Amit Sharma

Microsoft Research India

Causal Inference and Large Language Models: A New Frontier

A key challenge in conducting causal analyses is that identifying the correct assumptions, such as the causal graph, needs considerable manual effort. Since a causal graph cannot be learnt from data alone, domain experts face the difficult task of providing underlying causal relationships and also verifying them. In this talk, I will discuss how large language models (LLMs) provide new capabilities that were so far understood to be restricted to domain experts, such as inferring the direction of causal relationships, identifying any missing relationships, or verifying the underlying assumptions in a causal analysis. First, I will present results on the causal graph discovery capabilities of LLMs. Algorithms based on GPT-3.5 and 4 outperform existing algorithms on a wide variety of datasets: Tubingen pairwise dataset (97%, 13 points gain) spanning domains such as physics, engineering, biology, and soil science; arctic sea ice coverage dataset (0.22 hamming distance, 11 points gain); and a medical pain diagnosis dataset. We find that LLMs infer causal relationships by relying on information such as variable names, a process that we call knowledge-based reasoning that is distinct from and complementary to non-LLM based causal discovery.

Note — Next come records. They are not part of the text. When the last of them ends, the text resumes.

PR #434, opened 2020-11-06
(POOLER-193) Mark checked out VM as active

mattkirby:
This change sets a VM as running in redis as soon as it is checked out. Without this change when allocated several instances it is possible for a machine that has been allocated for a checkout, but not yet marked as active, to be identified as running when it should not be, which was added in POOLER-191. Without this change a machine may be destroyed during checkout by pool_manager if there are several instances being allocated.

Additionally, redis multi is added for vm checkout operations to minimize the round trips to redis during a checkout operation. Without this addition each VM checkout causes several redis interactions.

### DIFF
--- a/lib/vmpooler/api/helpers.rb
+++ b/lib/vmpooler/api/helpers.rb
@@ -18,7 +18,7 @@ module Vmpooler
 
       def validate_token(backend)
         if valid_token?(backend)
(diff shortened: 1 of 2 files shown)


jcoconnor:
@mattkirby Think you are falling foul on the same pre-deploy issue I did.

genebean (approved):

jcoconnor (approved):

PR #453, opened 2021-06-04
Pooler 194

tanisha-payne:
Not sure how to pass a dummy auth token into restart_spec.rb


yachub:
Will revisit this ticket at a later date.

PR #455, opened 2021-08-11
(POOLER-176) Add Operation Label to User Metric

yachub:
This adds an "operation" label to the user metrics and moves incrementing from the manager to api, so that the user metrics show when resources are allocated, as well as destroyed. Previously, user metrics were only updated upon destroying a resource.

I think its better suited to increment the metric as part of the api instead of the pool_manger, because it's expected to do so when a user successfully checks out or deletes a VM, but can be problematic when doing so in the provider since it can clone VMs before actually being checked out by a user.


lib/vmpooler/api/v1.rb
```diff
@@ -235,6 +236,47 @@ def atomically_allocate_vms(payload)
...
+        build_metadata_parts = url_parts[3]
+        component_to_test = component_to_test('RMM_COMPONENT_TO_TEST_NAME', build_metadata_parts)
+
+        metrics.increment("usage_jenkins_instance.#{jenkins_instance}.#{value_stream}.#{operation}.#{poolname}")
+        metrics.increment("usage_branch_project.#{branch}.#{project}.#{operation}.#{poolname}")
+        metrics.increment("usage_job_component.#{job_name}.#{component_to_test}.#{operation}.#{poolname}")
+      end
+    rescue StandardError => e
+      puts 'd', "[!] [#{poolname}] failed while evaluating usage labels on '#{vmname}' with an error: #{e}"
+      raise
```
sbeaulie, line 277: you could consider not re-raising it here since if it fails for some reason like an unexpected `nil` value it would afect only metrics but the operation to atomically_allocate_vms would not be affected.

lib/vmpooler/metrics/promstats.rb
```diff
@@ -165,33 +165,33 @@ def vmpooler_metrics_table
...
+            docstring: 'Number of pool instances and the operation performed by Jenkins instances',
+            param_labels: %i[jenkins_instance value_stream operation poolname]
           },
           usage_branch_project: {
             mtype: M_COUNTER,
-            torun: %i[manager],
-            docstring: 'Pools by branch/project usage',
-            param_labels: %i[branch project poolname]
+            torun: %i[api],
+            docstring: 'Number of pool instances and the operation performed by Litmus jobs by Jenkins branch/project',
```
sbeaulie, line 187:
```suggestion
            docstring: 'Number of pool instances and the operation performed by Jenkins branch/project',
```

lib/vmpooler/metrics/promstats.rb
```diff
@@ -165,33 +165,33 @@ def vmpooler_metrics_table
...
+            param_labels: %i[branch project operation poolname]
           },
           usage_job_component: {
             mtype: M_COUNTER,
-            torun: %i[manager],
-            docstring: 'Pools by job/component usage',
-            param_labels: %i[job_name component_to_test poolname]
+            torun: %i[api],
+            docstring: 'Number of pool instances and the operation performed by Litmus jobs Jenkins by job/component',
```
sbeaulie, line 193:
```suggestion
            docstring: 'Number of pool instances and the operation performed by Jenkins by job/component',
```

lib/vmpooler/api/v1.rb
yachub: Good call, no reason to raise an error and cause a VM not to checkout because of a failure to update metrics. Thanks

sbeaulie (approved):

PR #456, opened 2021-08-12
[WIP] Allow loading pools from a directory of files

genebean:
This allows for specifying a directory containing yaml files with one or more array entries inside where each array entry is a pool definition. The reason for this addition is to facilitate having one ConfigMap per pool in Kubernetes.


lib/vmpooler.rb
```diff
@@ -46,6 +46,15 @@ def self.config(filepath = 'vmpooler.yaml')
...
         end
       end
+      parsed_config[:config]['pools_from_dir'] = ENV['POOLS_FROM_DIR'] if ENV['POOLS_FROM_DIR']
+      if parsed_config[:config]['pools_from_dir'] && Dir.exist?(parsed_config[:config]['pools_from_dir'])
+        pools_from_dir = []
+        Dir["#{parsed_config[:config]['pools_from_dir']}/*.yaml"].sort.each do |file_name|
+          parsed_pool = Yaml.load_file(file_name)
+          pools_from_dir += parsed_pool
+        end
+        parsed_config[:pools] = pools_from_dir unless pools.empty?
```
sbeaulie, line 56: what's pools.empty?
```suggestion
        parsed_config[:pools] = pools_from_dir unless pools_from_dir.empty?
```

lib/vmpooler.rb
```diff
@@ -46,6 +46,15 @@ def self.config(filepath = 'vmpooler.yaml')
           parsed_config.merge!(extra_config)
         end
       end
+      parsed_config[:config]['pools_from_dir'] = ENV['POOLS_FROM_DIR'] if ENV['POOLS_FROM_DIR']
+      if parsed_config[:config]['pools_from_dir'] && Dir.exist?(parsed_config[:config]['pools_from_dir'])
+        pools_from_dir = []
+        Dir["#{parsed_config[:config]['pools_from_dir']}/*.yaml"].sort.each do |file_name|
+          parsed_pool = Yaml.load_file(file_name)
+          pools_from_dir += parsed_pool
```
sbeaulie, line 54: turns out load_file returns `false` if the file exists but fails to parse as yaml. since false in your array parsed_pool would not work i suggest
```suggestion
          pools_from_dir += parsed_pool if parsed_pool
```

genebean: Good call. Adding

lib/vmpooler.rb
genebean: Thanks!

PR #458, opened 2021-08-25
(DIO-541) Fix jenkins and user usage metrics

yachub:


genebean (commented):
Code change seems fine but I request that you look into adding the unit test to the api instead of just killing it off totally. If that is practical, at least test coverage would not be reduced.

genebean (approved):

PR #459, opened 2021-09-14
(DIO-2621) Make LDAP encryption configurable

genebean:
Prior to this, the encryption settings for LDAP auth were hard coded to start_tls on port 389 with TLSv1. These are still the defaults, as insecure as they are, so as to not break existing users. This change facilitates replacing the defaults so that simple_tls over port 636 via TLS1.2 can be used.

Second, I will describe how these capabilities of LLMs can be extended for useful tasks in the causal inference pipeline: identifying any missing confounders, suggesting instrumental variables, suggesting special variables like negative control that can validate causal analyses, and reasoning about root cause attribution. At the same time, LLMs exhibit unpredictable failure modes and I will provide some techniques to interpret their robustness, especially with respect to dataset memorization. Looking ahead, by capturing domain knowledge about causal mechanisms, LLMs may open new frontiers for advancing causal inference research and enable the widespread adoption of causal methods.